Melatonin Modulates Copper Homeostasis Through NO Dependent Manner in Rice (Oryza sativa L.)

Melatonin (MT) plays a critical role in regulating rice responses to heavy metal stress. However, the mechanism by which MT alleviates copper (Cu) toxicity in rice remains insufficiently understood. In this study, excessive Cu increased endogenous MT level in rice roots, accompanied by enhanced gene expression involved in MT biosynthesis, suggesting its role in Cu stress responses. Exogenous MT reduced Cu accumulation and restored root growth in rice under Cu stress, thereby mitigating Cu-induced phytotoxicity. Mechanistically, MT increased the root pectin content and its Cu retention, thereby reducing Cu influx into the cytoplasm.
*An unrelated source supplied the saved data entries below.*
PR #922, opened 2017-02-20
add array options for namespaces in WSDL to set into Envelop

davidbayo10:
I need to preserve some xml namespaces from schemas.xmlsoap.org and www.w3.org into the envelop from the wsdl. The _xmlnsMap filter always the namespaces without criterial, so I added an option to configure that.

### DIFF
--- a/lib/wsdl.js
+++ b/lib/wsdl.js
@@ -1068,7 +1068,8 @@ var WSDL = function(definition, uri, options) {
       }
 
       // prepare soap envelope xmlns definition string
-      self.xmlnsInEnvelope = self._xmlnsMap();
+      var xmlnsIntoEnvelope = options.xmlnsIntoEnvelope;
+      self.xmlnsInEnvelope = self._xmlnsMap(xmlnsIntoEnvelope);
 
       self.callback(err, self);
     });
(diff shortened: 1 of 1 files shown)


davidbayo10:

Additionally, exogenous MT upregulated the expression of Heavy Metal ATPase 4 (OsHMA4) involved in vacuolar sequestration, as well as Cu efflux transporter genes OsHMA6 and OsHMA9. Conversely, it downregulated the plasma membrane Cu uptake-associated genes Copper Transporter (OsCOPT1, OsCOPT2, and OsCOPT3), the vacuolar Cu exporter OsCOPT7, and the xylem loading transporter gene OsHMA5, thereby alleviating Cu toxicity in rice. Furthermore, MT elevated nitric oxide (NO) levels in root tips, and application of the exogenous NO scavenger, 2-(4-carboxyphenyl)−4, 4, 5, 5-tetramethylimidazoline-1-oxyl-3-oxide (cPTIO), attenuated the mitigative effect of MT on excess Cu-stressed rice. In summary, MT alleviates Cu toxicity by reducing Cu binding to root cell walls, thereby limiting Cu uptake and translocation from roots to shoots. This process may depend on NO accumulation and provides new insights into the molecular mechanisms underlying MT-induced Cu tolerance in rice.